*Supplied data*.
PR #68, opened 2015-06-20
Added links to posts & projects for next TWiR issue.

nasa42:
* Likely requires copy editing.
* Experimenting with new headings. A few of these can be merged, I think (though keeping them separate for now for feedback). Also, happy to revert to old headings.

### DIFF
--- a/drafts/2015-06-22-this-week-in-rust.md
+++ b/drafts/2015-06-22-this-week-in-rust.md
@@ -15,11 +15,33 @@ If you find any errors or omissions in this week's issue, [please submit a PR](h
 
 This week's edition was edited by: WHO??
 
-# Notable Links
+# From Blogosphere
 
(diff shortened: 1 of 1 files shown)


Gankro:
Oh wow, fantastic! @brson The Dream Is Real

drafts/2015-06-22-this-week-in-rust.md
```diff
@@ -79,7 +101,9 @@ THING is a ...
 
 # Upcoming Events
 
-* [What?]
+* [6/23. Hannover](http://blog.thoughtram.io/rust/2015/06/17/anouncing-hanovers-second-rust-meetup.html)
```
Gankro: I'd like to see these expanded. A location isn't an event.

Gankro:
The new headings seem fun; we're not a rigid formal document.

brson:
This is fantastic! Thank you. You might also update the draft template with these sections.

PR #69, opened 2015-06-20
Add a summary of the changes to rustbyexample over the past few months

mdinger:
@brson Here's a list of the major changes to rbe. I tried to be brief as they can look at the PR if they want more info. I'm not sure if I should have left the dates but it seems okay.

I don't particularly like that the only major changes I found were written by me but that's what I found. There is https://github.com/rust-lang/rust-by-example/pull/583 which is an interesting minor change but it still hasn't merged.


brson:
Thanks!

PR #71, opened 2015-06-23
Adds addition of Herd

imjacobclark:
An experimental HTTP load testing application written in Rust.

Herd is an experimental HTTP load testing application written in Rust. It's main focus is being easy to use and low on OS level dependencies such as the JVM.

Herd is currently able to spawn thousands of concurrent requests to HTTP endpoints by making use of unix process forking and multithreadding.


Gankro:
Thanks!

PR #78, opened 2015-07-07
"All posts" on the home page is now more responsive

liquidmetal:


brson:
Thanks!

I merged this even though I was a bit reluctant to edit the packaged theme (I didn't even realize it was in tree).

PR #743, opened 2018-11-02
add news on Martin release

annabarinova:


nasa42:
Thanks for the PR!

To direct TWiR's focus on technical articles (and important community news), we avoid including opinions pieces and crate announcements (with some notability exceptions). As such, unfortunately, we may not be able to accept this PR.

I'd however encourage you to post this article on [Rust subreddit](https://www.reddit.com/r/rust/) and also to [Crate of the Week](https://users.rust-lang.org/t/crate-of-the-week/2704) thread which is followed by people interested in new crate announcements!

PR #775, opened 2018-12-20
Readd some jobs

oli-obk:


oli-obk:
Just one more week is fine, thx

PR #798, opened 2019-01-18
Add link for LeetCode

Brooooooklyn:
LeetCode now support Rust 🎉
Add link for leetcode.com and leetcode-cn.com


nasa42:
Could you please point to an authoritative source that claims that Rust support is a recent addition? Otherwise it's hard to verify for reader. E.g., an official blog post or changelog that mentions recent Rust support.

PR #806, opened 2019-02-05
Add 18. Feb Karlsruhe meetup

Lireer:


nasa42:
I think we should link directly to the event page, and I couldn't find it at https://www.meetup.com/Rust-Hack-Learn-Karlsruhe/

*What needs to be done*. All lines of the entries containing the string "application" must be shown in full.

*Result*.
An experimental HTTP load testing application written in Rust.
Herd is an experimental HTTP load testing application written in Rust. It's main focus is being easy to use and low on OS level dependencies such as the JVM.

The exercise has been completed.